[Opening Source data section]

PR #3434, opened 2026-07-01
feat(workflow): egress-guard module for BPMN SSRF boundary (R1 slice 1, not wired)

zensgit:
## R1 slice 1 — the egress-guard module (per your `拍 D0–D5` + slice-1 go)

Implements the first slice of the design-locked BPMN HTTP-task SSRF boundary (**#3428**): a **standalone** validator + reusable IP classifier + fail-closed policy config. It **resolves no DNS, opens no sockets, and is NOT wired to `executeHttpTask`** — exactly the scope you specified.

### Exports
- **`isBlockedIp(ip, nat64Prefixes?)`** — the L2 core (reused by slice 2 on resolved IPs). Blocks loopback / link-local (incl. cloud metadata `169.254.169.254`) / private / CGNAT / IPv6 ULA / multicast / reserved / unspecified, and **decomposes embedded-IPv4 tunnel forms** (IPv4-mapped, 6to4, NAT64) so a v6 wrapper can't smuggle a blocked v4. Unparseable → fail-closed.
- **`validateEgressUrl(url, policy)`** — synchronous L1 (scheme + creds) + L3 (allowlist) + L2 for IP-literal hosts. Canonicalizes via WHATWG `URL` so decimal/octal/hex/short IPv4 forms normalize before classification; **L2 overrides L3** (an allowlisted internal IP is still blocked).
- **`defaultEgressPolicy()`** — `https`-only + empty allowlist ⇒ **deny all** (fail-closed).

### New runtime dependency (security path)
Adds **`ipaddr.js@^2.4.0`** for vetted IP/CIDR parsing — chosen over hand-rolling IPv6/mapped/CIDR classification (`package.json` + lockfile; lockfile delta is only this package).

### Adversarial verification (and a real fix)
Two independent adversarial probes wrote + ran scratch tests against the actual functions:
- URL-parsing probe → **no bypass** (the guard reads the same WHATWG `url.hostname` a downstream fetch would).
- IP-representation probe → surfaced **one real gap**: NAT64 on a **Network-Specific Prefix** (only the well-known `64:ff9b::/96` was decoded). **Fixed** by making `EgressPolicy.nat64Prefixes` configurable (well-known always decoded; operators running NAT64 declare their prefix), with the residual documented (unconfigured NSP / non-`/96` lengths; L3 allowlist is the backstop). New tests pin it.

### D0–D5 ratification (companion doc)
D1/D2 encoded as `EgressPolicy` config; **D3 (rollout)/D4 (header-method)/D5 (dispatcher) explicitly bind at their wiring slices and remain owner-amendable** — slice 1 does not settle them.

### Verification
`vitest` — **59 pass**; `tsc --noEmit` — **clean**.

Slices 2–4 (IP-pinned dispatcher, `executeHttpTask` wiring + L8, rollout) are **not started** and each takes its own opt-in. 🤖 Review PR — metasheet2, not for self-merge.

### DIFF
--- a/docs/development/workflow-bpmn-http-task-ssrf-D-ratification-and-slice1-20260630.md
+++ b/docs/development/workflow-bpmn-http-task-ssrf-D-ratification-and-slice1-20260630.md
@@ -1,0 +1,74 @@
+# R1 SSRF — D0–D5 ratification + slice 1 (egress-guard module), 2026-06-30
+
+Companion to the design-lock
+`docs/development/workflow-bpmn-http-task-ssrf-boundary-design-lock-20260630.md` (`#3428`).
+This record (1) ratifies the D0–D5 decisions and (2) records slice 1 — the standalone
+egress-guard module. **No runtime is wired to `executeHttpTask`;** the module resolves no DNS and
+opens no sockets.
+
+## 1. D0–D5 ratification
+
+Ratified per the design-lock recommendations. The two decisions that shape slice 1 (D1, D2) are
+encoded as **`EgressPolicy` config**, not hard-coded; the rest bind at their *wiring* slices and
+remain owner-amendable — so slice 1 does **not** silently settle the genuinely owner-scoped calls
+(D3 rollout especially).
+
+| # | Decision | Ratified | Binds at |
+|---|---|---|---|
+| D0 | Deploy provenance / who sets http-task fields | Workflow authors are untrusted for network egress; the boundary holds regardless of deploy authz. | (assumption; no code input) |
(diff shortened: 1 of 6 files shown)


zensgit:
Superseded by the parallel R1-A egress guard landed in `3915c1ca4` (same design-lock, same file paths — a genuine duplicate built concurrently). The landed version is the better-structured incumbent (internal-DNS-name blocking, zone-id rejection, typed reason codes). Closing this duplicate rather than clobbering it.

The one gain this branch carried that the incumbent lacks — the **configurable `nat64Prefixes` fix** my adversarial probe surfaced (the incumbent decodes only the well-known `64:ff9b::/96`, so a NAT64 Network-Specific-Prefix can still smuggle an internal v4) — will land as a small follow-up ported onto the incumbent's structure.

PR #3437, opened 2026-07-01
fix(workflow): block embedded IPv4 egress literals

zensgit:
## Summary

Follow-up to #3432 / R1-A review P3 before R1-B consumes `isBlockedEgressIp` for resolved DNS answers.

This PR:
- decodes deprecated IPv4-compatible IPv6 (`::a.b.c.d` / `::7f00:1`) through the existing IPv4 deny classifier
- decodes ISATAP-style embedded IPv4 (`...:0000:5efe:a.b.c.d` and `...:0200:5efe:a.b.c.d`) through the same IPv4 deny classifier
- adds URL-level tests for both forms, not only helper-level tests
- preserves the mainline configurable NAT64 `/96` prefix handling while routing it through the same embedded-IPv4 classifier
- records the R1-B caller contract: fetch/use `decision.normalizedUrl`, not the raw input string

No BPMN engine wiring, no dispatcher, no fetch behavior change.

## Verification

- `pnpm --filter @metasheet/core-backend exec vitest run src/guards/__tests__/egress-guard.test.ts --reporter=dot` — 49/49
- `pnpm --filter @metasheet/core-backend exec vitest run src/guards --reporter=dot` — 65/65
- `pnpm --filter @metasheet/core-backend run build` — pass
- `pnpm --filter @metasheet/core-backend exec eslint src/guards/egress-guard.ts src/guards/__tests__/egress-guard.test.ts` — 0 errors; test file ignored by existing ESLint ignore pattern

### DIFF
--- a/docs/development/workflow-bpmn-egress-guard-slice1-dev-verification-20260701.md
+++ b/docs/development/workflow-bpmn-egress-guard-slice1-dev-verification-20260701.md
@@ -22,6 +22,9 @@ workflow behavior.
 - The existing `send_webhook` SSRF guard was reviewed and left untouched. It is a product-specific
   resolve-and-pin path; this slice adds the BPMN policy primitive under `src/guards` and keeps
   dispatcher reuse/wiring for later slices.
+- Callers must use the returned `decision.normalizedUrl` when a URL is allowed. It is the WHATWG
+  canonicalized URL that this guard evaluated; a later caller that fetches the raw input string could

[Closing Source data section]

## Exercise aim:
The required output is the stretch of entries above from the line containing "Implements the first" through the line containing "### New runtime dependency (security path)", reproduced exactly.

## Solution below:
Implements the first slice of the design-locked BPMN HTTP-task SSRF boundary (**#3428**): a **standalone** validator + reusable IP classifier + fail-closed policy config. It **resolves no DNS, opens no sockets, and is NOT wired to `executeHttpTask`** — exactly the scope you specified.

### Exports
- **`isBlockedIp(ip, nat64Prefixes?)`** — the L2 core (reused by slice 2 on resolved IPs). Blocks loopback / link-local (incl. cloud metadata `169.254.169.254`) / private / CGNAT / IPv6 ULA / multicast / reserved / unspecified, and **decomposes embedded-IPv4 tunnel forms** (IPv4-mapped, 6to4, NAT64) so a v6 wrapper can't smuggle a blocked v4. Unparseable → fail-closed.
- **`validateEgressUrl(url, policy)`** — synchronous L1 (scheme + creds) + L3 (allowlist) + L2 for IP-literal hosts. Canonicalizes via WHATWG `URL` so decimal/octal/hex/short IPv4 forms normalize before classification; **L2 overrides L3** (an allowlisted internal IP is still blocked).
- **`defaultEgressPolicy()`** — `https`-only + empty allowlist ⇒ **deny all** (fail-closed).

### New runtime dependency (security path)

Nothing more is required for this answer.